Sure, if you're only trying to protect against meteroids and radiation. But there's a whole lot of craters deeper than 2m on the moon. If you're trying to protect against the impacts that produced them, you do in fact have to be a long way down.
(Nitpick: those impactors are also meteorites, just big ones; the numbers in the paper I linked numbers are based on probabilities over time of an impactor large enough to get through shielding.)
Giant impacts are relatively rare - in the ~13 years of NASA's monitoring program, the largest impactor seen on the Earth-facing hemisphere of the moon left a 15m (inner diameter) crater [https://arxiv.org/pdf/1404.6458.pdf], and most have been orders of magnitude smaller.
Remember - the Moon has no active tectonics, no atmospheric weathering, and no water or other liquid evaporation/condensation cycle. The craters you see are an aggregate over billions of years, including some periods of much higher levels of random debris than currently (e.g. the Late Heavy Bombardment, which left most of the truly stupendous craters). In any given human lifetime spent on the Moon, you're unlikely to even be within visible distance of an impactor that can go through 2m of regolith.

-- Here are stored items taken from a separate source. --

PR #54, opened 2025-02-11
Add other modalities to HeliosSample and dataset

yawenzzzz:
Added S1 and WorldCover data to HeliosSample and HeliosDataset, also updated the bands to use BandSets definitions. The next step is updating MaskedHeliosSample, which is better in another PR to avoid breaking other tests.

### DIFF
--- a/helios/data/constants.py
+++ b/helios/data/constants.py
@@ -78,7 +78,7 @@ class ModalitySpec:
         return get_resolution(self.tile_resolution_factor)
 
     def get_band_names(self) -> list[str]:
-        """Get the band names."""
+        """Get the combinedband names."""
         return [band for band_set in self.band_sets for band in band_set.bands]
 
 
@@ -121,8 +121,7 @@ class Modality:
             # 15 m/pixel bands that we store at 10 m/pixel.
             BandSet(["B8"], 16),
             # 30 m/pixel bands that we store at 20 m/pixel.
-            # TODO: Check if the resolution factor is 16 or 32?
-            BandSet(["B1", "B2", "B3", "B4", "B5", "B6", "B7", "B9", "B10", "B11"], 16),
+            BandSet(["B1", "B2", "B3", "B4", "B5", "B6", "B7", "B9", "B10", "B11"], 32),
         ],
         is_multitemporal=True,
     )
--- a/helios/data/dataset.py
+++ b/helios/data/dataset.py
@@ -31,9 +31,6 @@ from helios.types import ArrayTensor
 logger = logging.getLogger(__name__)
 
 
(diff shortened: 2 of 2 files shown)


helios/data/constants.py
```diff
@@ -180,7 +184,7 @@ def get_all_modalities(cls) -> list[ModalitySpec]:
         return [
             cls.S1,
             cls.S2,
-            cls.NAIP,
+            cls.WORLDCOVER,
```
Hgherzog, line 187: Suggestion: I think this should actually return all modalities in a non hardcoded way. We should be able to configurable pass in which modalities we want to use or not

helios/data/dataloader.py
```diff
@@ -244,14 +244,18 @@ def _format_fname_from_fields(self, prefix: str, **fields: Any) -> str:
     def get_mock_batch(self) -> HeliosSample:
```
Hgherzog, line 244: Suggestion: Add an integration test for mock batch, as this changes it could cause some bugs if we forget to update it.

tests/integration/data/test_helios_dataset.py
Hgherzog, line 1: nit: naming convention is usually test_{file name}

helios/data/dataset.py
```diff
@@ -31,22 +37,71 @@ class HeliosSample(NamedTuple):
...
-    s2: ArrayTensor | None = None  # [B, len(S2_bands), T H, W]
+    # Input shape is (B, H, W, T, C)
+    s2: ArrayTensor | None = None  # [B, H, W, T, len(S2_bands)]
+    s1: ArrayTensor | None = None  # [B, H, W, T, len(S1_bands)]
+    worldcover: ArrayTensor | None = None  # [B, H, W, T, len(WC_bands)]
     latlon: ArrayTensor | None = None  # [B, 2]
-    timestamps: ArrayTensor | None = None  # [B, D=3, T], where D=[day, month, year]
+    timestamps: ArrayTensor | None = None  # [B, T, D=3], where D=[day, month, year]
+
+    def shape(self, attribute: str, num_channels: int | None = None) -> Sequence[int]:
```
Hgherzog, line 49: Suggestion: A unit tests verifying all the modalities are included in the shape and as_dict methods

helios/data/dataset.py
```diff
@@ -185,21 +252,6 @@ def __init__(
         self._work_dir: Path | None = None  # type: ignore
```
Hgherzog, line 252: Suggestion: Set the supported/used modalities in the init so it can be changed configurably and be shared across components in the training pipeline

As I understand it, the problem wasn't the video feed, it was the re-transmission for the global TV audience. The original video was then lost. Quoting from https://www.dailymail.co.uk/sciencetech/article-1200161/Apol... :
> Nasa believed they might contain electronic information that was down linked to a radio telescope in Australia from the moon and which could be converted into much sharper pictures of the landing than those broadcast on the day.
> 'The question is why didn’t someone see these 45 tapes as something special. Boy, do we wish they’d done that,' Nafzger said.
> The grainy images that the world saw in 1969 came from a TV camera pointed at a giant wall monitor at mission control, of a live feed from pictures sent by satellite from Australia to California and relayed by landline to Houston.
Article: "Mahoney believes that, because the space industry was a government-sanctioned monopoly for decades, there was no room for risk, or for competition; the fear of failure dominated."
How true is that, really? That is, how many astronauts will (eg.) SpaceX kill by accepting a higher risk level than NASA? Because NASA certainly had room for risk.